### Stored data entries:
PR #714, opened 2022-08-04
Add optional unspecializing int/float and heuristic

yanboliang:
This is re-submit of https://github.com/pytorch/torchdynamo/pull/520.

Major changes:
* Add config ```specialize_int_float``` to let users choose spec or unspec int/float.
* Implement [the heuristic 1/2/3](https://github.com/pytorch/torchdynamo/issues/70#issue-1173745001) to decide when to specialize and when not to.
* Add function ```convert_to_constant``` and ```specialize_args_kwargs``` to support switch from unspec to spec if it goes into some operations, e.g, control flow, list index, etc.
* Refactor unit tests to cover both spec and unspec int/float test cases.

Tests:
* All unit tests passed.
* All torchbench models passed with both spec and unspec config.
  * ```vision_maskrcnn``` has to specialize the dividend when float divide by tensor due to precision difference, and constant the float argument of ```torch.clamp``` which can't support arguments on different devices.

Fix https://github.com/pytorch/torchdynamo/issues/538


torchdynamo/symbolic_convert.py
```diff
@@ -545,6 +546,10 @@ def FOR_ITER(self, inst):
 
     def COMPARE_OP(self, inst):
         left, right = self.popn(2)
+        if isinstance(left, UnspecializedPythonVariable):
+            left = left.convert_to_constant(self)
```
yanboliang, line 550: For everyplace calling ```convert_to_constant```, potentially there is chance this variable has been used before this, which makes the same variable has multiple different copies. But this never occurs for all torchbench models, so I leave it as is. The future plan is: I have another PR which use guard failures to determinate switch between spec/unspec, there is a global data structure to store all local variables and distinct values occurred. When it's ready to post, I'll update this function to first check if this variable exists in the global data structure and:  1/ convert to constant if not; 2/ raise ```RestartAnalysis``` and mark this as _must spec_ if yes.

torchdynamo/eval_frame.py
```diff
@@ -272,10 +272,23 @@ def produce_matching(source_args, candidate_args):
 
         for i in range(0, len(candidate_args)):
             arg = candidate_args[i]
-            assert (
-                id(arg) in dict_of_source_args
-            ), "Dynamo input and output is a strict subset of traced input/output"
-            matched_elements_positions.append(dict_of_source_args[id(arg)])
+            # 1-element tensor arg can be unspec int/float
+            if isinstance(arg, torch.Tensor) and isinstance(arg.tolist(), (int, float)):
```
voznesenskym, line 276: 1) Why does `tolist()` make an int or float? is this how we check for it being a single size?
2) `.item()` here will throw if this is not a single element tensor
3) This is 2n where n is size of dict_of_source_args, wonder if we can make it 1n?

torchdynamo/config.py
```diff
@@ -33,6 +33,9 @@
 # disable (for a function) when cache reaches this size
 cache_size_limit = 64
 
+# specializing int/float by default
+specialize_int_float = True
```
voznesenskym, line 37: How would you like this to work with `capture_scalar_outputs`?

torchdynamo/variables/tensor.py
```diff
@@ -671,6 +676,17 @@ def from_tensor_variable(cls, tensor_variable, raw_value, need_unwrap=True):
             need_unwrap=need_unwrap,
         )
 
+    def convert_to_constant(self, tx):
+        for graph_arg in tx.output.graphargs:
```
voznesenskym, line 680: this feels rather heavy - matching on source like this for convert_to_constant - for example, when you do slice, you end up doing k (where k is size of slice) * g (where g is number of graphargs) operations. 

You could instead just make a source->grapharg mapping, right? and then do something like `tx.output.erase(self.source)` which would do `src_to_grapharg[self.source].erase() under the hood` and remove the key?

torchdynamo/variables/tensor.py
```diff
@@ -671,6 +676,17 @@ def from_tensor_variable(cls, tensor_variable, raw_value, need_unwrap=True):
...
+            if graph_arg.source is self.source:
+                graph_arg.erase()
+
+        for g in self.guards:
+            if g is self.volatile_guard:
```
voznesenskym, line 685: what are volatile guards?

torchdynamo/variables/tensor.py
```diff
@@ -671,6 +676,17 @@ def from_tensor_variable(cls, tensor_variable, raw_value, need_unwrap=True):
...
+                g.create_fn = GuardBuilder.CONSTANT_MATCH
```
voznesenskym, line 686: This feels a little sus to me... why repurpose a guard with a new create_fn?

torchdynamo/variables/tensor.py
```diff
@@ -671,6 +676,17 @@ def from_tensor_variable(cls, tensor_variable, raw_value, need_unwrap=True):
...
+
+        return ConstantVariable(value=self.raw_value, guards=self.guards)
```
voznesenskym, line 688: hmm - is this safe? do the old guards made for the last object apply here? I ask because VariableBuilder thinks that `CONSTANT_MATCH` suffices for a constant variable, maybe just have that one guard?

torchdynamo/utils.py
```diff
@@ -416,6 +416,64 @@ def check_constant_args(args, kwargs):
     return all(x.is_python_constant() for x in itertools.chain(args, kwargs.values()))
 
 
+def check_unspec_python_args(args, kwargs):
+    from .variables.constant import ConstantVariable
+    from .variables.tensor import FakeItemVariable
+    from .variables.tensor import UnspecializedPythonVariable
+
+    return (
```
voznesenskym, line 424: Is there a way to write this without iterating over args + kwargs 3 times?

torchdynamo/utils.py
```diff
@@ -416,6 +416,64 @@ def check_constant_args(args, kwargs):
...
+        if isinstance(
+            x,
+            (
+                UnspecializedNumpyVariable,
+                UnspecializedPythonVariable,
+            ),
+        ):
+            specialized_args.append(x.convert_to_constant(tx))
+        else:
+            specialized_args.append(x)
```
voznesenskym, line 462: I am a little confused by this - if args are unspecialized, we record them as constants, but otherwise we record them as is? If this is to provide safety for upstream of places where we check for `isinstance(foo, variables.ConstantVariable)`, we may be better off making a helper function like `is_constant_convertible(foo)` and  `to_constant(foo)`?

torchdynamo/eval_frame.py
yanboliang: 1, ```tolist()``` returns list(if it's not 1-element tensor) or number(if it's 1-element tensor), so it meets our need to check if it's 1-element tensor and return scalar value.
2, Yes, so we can't use ```item()```.
3, Actually the worst case is 2n, average is better than 2n, but I don't think this is bottleneck. Here the # of arguments is not very large usually and this is not a critical C/C++ code. If you have better idea, I'm glad to update it.

torchdynamo/config.py
yanboliang: It works well, I have [unit tests](https://github.com/pytorch/torchdynamo/pull/714/files#diff-48a9157fdd44237aa7399726b4e554f625e74de37b4c9c95acf7cdb9f2072ba4R46) covered.

torchdynamo/variables/tensor.py
yanboliang: I think slice doesn't work as you described, because:
* If we support slice as unspec, 3 graphargs(start, stop, step) at most.
* Actually we don't support slice as unspec.

To have a source->grapharg mapping makes sense, this is aligned with my next step, see my [comments here](https://github.com/pytorch/torchdynamo/pull/714#discussion_r938293298).

torchdynamo/variables/tensor.py
yanboliang: ```volatile_guard``` is a mark to identify this guard may be changed later, I use it when initializing ```UnspecializedPythonVariable``` coz it's possible to convert to ```ConstantVariable``` when it encounter some operations, e.g, control flow, list index, etc.

torchdynamo/variables/tensor.py
yanboliang: When convert to constant, we have to replace the old ```TYPE_MATCH``` guard to ```CONSTANT_MATCH```. We can't replace the whole guard object easily, because it has been propagated to down streams during the symbolic converting.

torchdynamo/variables/tensor.py
yanboliang: L686 updated the match method, so it's safe.

torchdynamo/utils.py
yanboliang: This is a fair point, but I had addressed in this [comment](https://github.com/pytorch/torchdynamo/pull/714#discussion_r938293298). The short answer is: 1, it's rare case,  never occurs for all torchbench models, so I keep it as is to make this PR not too big to review; 2, I'll have another PR which adding a global data structure to store all local variables <-> source <-> spec/unspec, and make a helper function like you pointed out.

torchdynamo/utils.py
yanboliang: There is, but I don't think this is a bottleneck. There are many other places we are using this way, so maybe we can do a sweep together if we find this is bottleneck.

torchdynamo/eval_frame.py
voznesenskym: 1. Maybe instead of to-listing a large tensor, we can just check numel, (thats faster and iirc what .item() does)?
2. Ok
3. Its not a bottleneck, just wondering if we cant keep it down to a single loop.

torchdynamo/config.py
voznesenskym: Maybe a comment on what the spec/unspec + capture/no-capture does? Not super important.

torchdynamo/variables/tensor.py
voznesenskym:
```
 [
                    x.convert_to_constant(self)
                    if isinstance(x, UnspecializedPythonVariable)
                    else x
                    for x in items
                ],
```

Looks like we get a potential to call `convert_to_constant` on every item, which in turn does this heavy iteraiton. Would you mind putting the mapping in this PR, or even as a PR before this one?

torchdynamo/variables/tensor.py
voznesenskym: I understand, the question is more around, why not just make a whole new set of guards? If the reason is to remove the guards, we should be explicit, and remove the old guards and add new ones, instead of repurposing.

torchdynamo/variables/tensor.py
voznesenskym: This is an extension of my previous question - why make >1 `constant_match`? why even have volatile guards? why not just make all new guards here? 

Maybe something much more explicit like:

```
self.guards.remove(type_match)
self.guards.remove(x)
return ConstantVariable(value=self.raw_value, guards=guards(source, name, CONSTANT_MATCH)
```

That way, we are much clearer, it stays simpler, and we do not need to introduce a new notion of volatile guards. 

Also... what about guards that are not create_fn assigned, like tensor_guards? will this still invoke `___check_tensors`?

torchdynamo/utils.py
voznesenskym: We don't need it to be global, I think, and this is actually a slightly different question from mapping altogether.

The question is, why not make some helper methods that make it so that we don't need to do all this conversion ahead of time? Why not just let places that take `ConstVariable` also take `UnspecializedNumpyVariable` and `UnspecializedPythonVariable`, and then just give them a `to_const_variable() -> ConstVariable` type?

torchdynamo/variables/tensor.py
yanboliang:
```
class SliceVariable(BaseListVariable):
  def __init__(self, items, **kwargs):
          start, stop, step = [variables.ConstantVariable(None)] * 3
          if len(items) == 1:
              (stop,) = items
          elif len(items) == 2:
              start, stop = items
          elif len(items) == 3:
              start, stop, step = items
          else:
              assert False
          super().__init__([start, stop, step], **kwargs)
```
Look at ```SliceVariable``` constructor function, ```len(items)``` should always <= 3.

torchdynamo/variables/tensor.py
yanboliang: Because the guard has been propagated to many down streams, it's very heavy operation to trigger re-analysis and update the whole set of guards.

torchdynamo/variables/tensor.py
yanboliang: Still the same, the guards on this variable have been propagated to many down streams. If we do sth like you mentioned, we only update the guard on this variable. But if down stream variables depends on this variable's guard as well, it still uses the old guards(type_match), which cause errors. I think most of your comment here is about this guard replacement, I'm happy to schedule a VC chat to discuss if it can help.

torchdynamo/utils.py
yanboliang: Sorry I can't catch your point, can you elaborate more or do you have example?

torchdynamo/eval_frame.py
yanboliang: I don't know if ```numel``` is faster than ```tolist```, but I'm ok to use ```numel```.

torchdynamo/variables/tensor.py
yanboliang: BTW, ```volatile_guard``` is used to help us find out which guard need to be replaced, because there are possible multiple guards on the same variable, we need to identify which is exactly the unspec guard.

torchdynamo/variables/tensor.py
voznesenskym: Still seems wasteful when it doesn't really need to for loop, but I wont fight you on it.

torchdynamo/variables/tensor.py
voznesenskym: A whole new set of guards just for this object - why do we need to keep the old guards if the type is changing from tensor to constant? and I have > 1 volatile_guard, does that mean I have > 1 CONSTANT_MATCH for the same object?

torchdynamo/variables/tensor.py
voznesenskym: > BTW, volatile_guard is used to help us find out which guard need to be replaced, because there are possible multiple guards on the same variable, we need to identify which is exactly the unspec guard.

I understand what you are doing. I just think it is too complicated. 

You only have a single volatile guard I see you make here, from `GuardBuilder.TYPE_MATCH` - why do we need a whole new concept of `volatile_guard` vertically integrated through so many layers? Why not just find the `TYPE_MATCH` guard and remove it explicitly?

torchdynamo/variables/tensor.py
voznesenskym: See my comment below - I think this system is too complicated for ultimately just removing a single type of guard `TYPE_MATCH`. Let's just remove all the volatile guard notions and explicitly remove the `TYPE_MATCH` and replace it with `CONSTANT_MATCH ` in this flow?

torchdynamo/utils.py
voznesenskym: Sure thing! The pattern we usually follow is not `x.convert_to_foo()` its `x.as_foo()` where `as_foo` is not destructive - it does not change the original object, but produces a new one. What's cool about that is we can have

```
class ConstantVariable :
def as_constant(tx) -> ConstantVariable:
     # identity
    return self
    
...
```

and 
```
UnspecializedVariable
def as_constant(tx) -> ConstantVariable:
    # your existing logic for making a ConstantVariable
    return ConstantVariable(...)
...
```

What's cool about this is you now dont need to do any iteration or pre-processing to turn out `ConstantVariable` from your `Unspecialized` objects, you can just pass around `Unspecialized` everywhere, and as long as you call `.as_constant()` right before you use them, it will be safe, and easier to read, and easier to extend if we get another type that needs to support `.as_constant()`

torchdynamo/variables/tensor.py
yanboliang: > Why not just find the TYPE_MATCH guard and remove it explicitly?

That's exactly what we want to do. A variable can have ___multiple___ guards of ```TYPE_MATCH```, what we can know which guard is the one we want to replace?

torchdynamo/variables/tensor.py
yanboliang: See this [comment](https://github.com/pytorch/torchdynamo/pull/714#discussion_r939038623)

torchdynamo/variables/tensor.py
yanboliang: See this https://github.com/pytorch/torchdynamo/pull/714#discussion_r939038623

torchdynamo/utils.py
yanboliang: Fair point, it can remove the pre-processing and always call ```as_constant```.

torchdynamo/variables/tensor.py
voznesenskym: 1) Would you not remove all the TYPE_MATCH in this case? When would you only remove some? 
2) If you do only need some, so even if you need partial removal, you don't need to make a new volatile_guard notion and store it in kwargs, or `self` - you can just use TYPE_MATCH itself, right? 

instead of:

```
for g in self.guards:
       if g is self.volatile_guard:
```

Can you store in on TYPE_MATCH?

```
for g in self.guards
    if g.is_volatile()
```

And then you are marking the guard itself, instead of having the object store its guard

torchdynamo/utils.py
voznesenskym: Let's write things efficiently if possible the first time around - its not a bottleneck, but if we can turn 3 iterations over the same thing into one, why not?

torchdynamo/utils.py
voznesenskym: Wonderful, thank you sir, sorry it took me so long to communicate what I meant clearly.

torchdynamo/variables/tensor.py
yanboliang: 1, We don't remove all ```TYPE_MATCH```, only remove the one binding to the specific unspec variable.
2, ```TYPE_MATCH``` is a function, so we can't store it on ```TYPE_MATCH```.

voznesenskym: 1) Understood
2) Why not?

```
def foo(x, y, z):
  return x + y + z

f = foo
f.volatile = True
print(f.volatile)
```

voznesenskym: Python is a ~~godless~~ dynamic and exciting language, you can even do:

```
def foo(x, y, z):
  return x + y + z

foo.foo = foo
foo.foo(1, 2, 3)
```

yanboliang: It seems it works well, but if we can put it as an attribute of class/object, why instead we put it as an attribute of function? I think the former is easy to read and understand.

voznesenskym: A function is also an instance of an object here. The benefit here is that its cleaner - what's volatile? the guard is. Instead of parallel bookkeeping, just keep it on the fn or on the guard - this also means that you can handle volatile guards anywhere, you do not need to track the object itself - for this case its the same, but there may be future cases where you just want to iterate over or manage volatile guards without having a reference to their originating object. 

TLDR is, guard is volatile, so store volatile on the guard.

voznesenskym: Thank you for making the change!

jansel (approved):

voznesenskym (approved):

### Work order:
Search the records for the word "append". Copy every line that has it.

### Written response:
-            matched_elements_positions.append(dict_of_source_args[id(arg)])
+            specialized_args.append(x.convert_to_constant(tx))
+            specialized_args.append(x)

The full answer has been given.